Il modo più efficace per prevenire le malattie della tiroide è assumere iodio in quantità adeguate. «Questo elemento è infatti il costituente essenziale degli ormoni tiroidei», spiega Massimo Tonacchera, professore Associato di Endocrinologia e Coordinatore Nazionale Comitato della Prevenzione della Carenza Iodica. «La carenza di iodio anche lieve, che interessa alcune aree del nostro Paese, può provocare conseguenze gravi, soprattutto se la carenza nutrizionale si verifica durante la gravidanza o la prima infanzia». «Una grave carenza di iodio può addirittura determinare la morte del feto in utero, cretinismo neurologico e ipotiroidismo congenito», aggiunge Roberto Gastaldi, della Società Italiana di Endocrinologia e Diabetologia Pediatrica (SIEDP). «Proprio quest’ultima patologia rappresentava la prima causa di ritardo mentale nel nostro Paese prima dell’introduzione dello screening neonatale, grazie al quale è possibile oggi una diagnosi e un trattamento precoci. Dopo l’età neonatale è importante assicurare una adeguata quantità di iodio, sia per garantire un regolare processo di crescita e di sviluppo del bambino, sia per prevenire patologie della tiroide, come ad esempio i noduli».

«Dopo 12 anni dall’approvazione della legge 55/2005, che ha introdotto il programma nazionale di iodoprofilassi, lo stato nutrizionale degli italiani è migliorato», fa notare Antonella Olivieri, Responsabile Scientifico dell’Osservatorio Nazionale per il Monitoraggio della Iodoprofilassi in Italia (OSNAMI), dell’Istituto Superiore di Sanità. «I dati dimostrano che la percentuale di sale iodato venduto nella grande distribuzione nel 2016 ha superato il 60% e questo è molto positivo, poiché prima dell’approvazione della legge era solo al 30%. Questo dato, seppure incoraggiante, è comunque al di sotto della soglia del 80-85% indicata dall’Organizzazione Mondiale della Sanità. Un risultato importante raggiunto è l’aver accertato che in Liguria, Toscana, Lazio e Sicilia, il gozzo in età scolare non è più una patologia endemica ed è quindi stato sconfitto.

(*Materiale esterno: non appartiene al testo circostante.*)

PR #783, opened 2017-12-18
Fix Makefile target mixup

hannes-ucsc:
The first commit fixes a bug in .travis.yml and removes a stale .PHONY declaration.

The bug causes non-IT builds tests to essentially skip tests and IT-builds to only run standalone tests. Any PR builds of branches based on b8290d240a4c7f20753122415a6df5a6666414c8 should be disregarded and the branches rebased once this is merged. 

The second commit makes the target naming in Makefile more intuitive.

### DIFF
--- a/.travis.yml
+++ b/.travis.yml
@@ -31,8 +31,8 @@ install:
 - export PATH=$(pwd)/make4/usr/bin:$PATH
 script:
 - set -eo pipefail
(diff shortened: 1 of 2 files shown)


hannes-ucsc:
Backed out second commit. Will file another PR for that.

Questi dati ci dicono che dobbiamo insistere con programmi di iodoprofilassi in tutte le Regioni italiane, riducendo così anche il rischio di patologie tiroidee e di deficit neuro cognitivi».

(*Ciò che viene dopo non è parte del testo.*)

PR #790, opened 2017-12-18
Make variable naming more consistent with test target names

hannes-ucsc:
This is purely cosmetic. It bugged me `test_srcs` wasn't used for the `test` target. With this change

* `test` uses test_srcs
* `integration_test` uses integration_test_srcs
* `all_test` uses all_test_srcs

### DIFF
--- a/Makefile
+++ b/Makefile
@@ -8,29 +8,29 @@ mypy:
 	mypy --ignore-missing-imports $(MODULES)
 
 test_srcs := $(wildcard tests/test_*.py)
-standalone_test_srcs := $(addprefix standalone__, $(test_srcs))
+all_test_srcs := $(addprefix all__, $(test_srcs))
 integration_test_srcs := $(addprefix integration__, $(test_srcs))
 
-test: lint mypy $(standalone_test_srcs)
+test: lint mypy $(test_srcs)
 	coverage combine
 	rm -f .coverage.*
 
-$(standalone_test_srcs): standalone__%.py :
-	DSS_TEST_MODE=standalone coverage run -p --source=dss -m unittest $*.py
+$(test_srcs): %.py :
+	DSS_TEST_MODE="standalone" coverage run -p --source=dss -m unittest $@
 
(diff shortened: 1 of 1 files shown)


Makefile
```diff
@@ -8,29 +8,29 @@ mypy:
...
+$(test_srcs): %.py :
+	DSS_TEST_MODE="standalone" coverage run -p --source=dss -m unittest $@
 
 integration_test: lint mypy $(integration_test_srcs)
 	coverage combine
 	rm -f .coverage.*
 
 $(integration_test_srcs): integration__%.py :
-	DSS_TEST_MODE=integration coverage run -p --source=dss -m unittest $*.py
+	DSS_TEST_MODE="integration" coverage run -p --source=dss -m unittest $*.py
```
hannes-ucsc: Fully aware that these quotes are redundant but they help with readability.

Makefile
```diff
@@ -8,29 +8,29 @@ mypy:
...
 
 all_test: lint mypy $(test_srcs)
 	coverage combine
 	rm -f .coverage.*
 
-$(test_srcs): %.py :
-	DSS_TEST_MODE="integration standalone" coverage run -p --source=dss -m unittest $@
+$(all_test_srcs): all__%.py :
+	coverage run -p --source=dss -m unittest $*.py
```
ttung: I'd like to leave the `DSS_TEST_MODE="integration standalone"` in there because if someone accidentally set the env var in their environment, I still want `make all_test` to behave as expected.

hannes-ucsc: My intention with this PR was not to change any semantics, only to make naming more intuitive. Looks like I failed to do so. Just to be sure, is the following correct?

- `make test` should run tests decorated as `@standalone` and undecorated tests, 
- `make `integration_test` should run tests decorated as `@integration` and undecorated tests, 
- `all_test` should run tests decorated as `@standalone` or `@integration` and undecorated tests.

ttung: Yes, that sounds good.

hannes-ucsc: Fixed

PR #797, opened 2017-12-19
[WIP] Integrating changes towards reindexing (REPAIR and VERIFY)

hannes-ucsc:


dss/storage/index_document.py
```diff
@@ -85,17 +127,81 @@ def files(self):
...
+        ES index. The tombstone data overrides the document's data in the index.
+
+        :param tombstone: The document with which to replace this document in the index.
+        :param dryrun: see :py:meth:`~IndexDocument.index`
+        :return: see :py:meth:`~IndexDocument.index`
+        """
+        elasticsearch_retry.add_context(bundle=self, tombstone=tombstone)
+        self.logger.info(f"Writing tombstone for {self.replica.name} bundle: {self.fqid}")
+        # Preare the index using the original data such that the tombstone can be placed in the correct index.
+        index_name = self._prepare_index(dryrun)
```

Con l’ipotiroidismo, tutte le funzioni dell’organismo sono coinvolte, con peggioramento della qualità di vita e dello stato di benessere, spesso in maniera marcata non solo nelle forme conclamate, ma anche nelle forme iniziali. «La terapia sostitutiva consiste nella somministrazione di levotiroxina (T4), il principale ormone prodotto dalla tiroide» fa notare Luigi Bartalena, presidente dell’ Associazione Italiana della Tiroide (AIT). «In un’epoca di medicina sempre più personalizzata e di precisione, ogni paziente deve essere attentamente monitorato, perché la quantità di ormone necessaria varia da individuo a individuo, in rapporto anche a variazioni dell’assorbimento del farmaco che deve essere assunto almeno mezz’ora prima di colazione, evitando l’associazione con altre sostanze o cibi come soia, crusca, calcio, ferro, caffè, succo di pompelmo e farmaci gastroprotettori. Oggi sono disponibili diverse formulazioni di levotiroxina, dalle classiche compresse alle capsule molli, alle fiale monodose liquide per uso orale che possono essere assunte durante la colazione e si adattano meglio alle esigenze di ciascuno. Inoltre, nel 20% circa dei malati, la terapia standard può non correggere completamente lo stato di malessere: in queste situazioni, l’aggiunta di piccole quantità di levotriiodotironina (T3) può migliorare lo stato del paziente».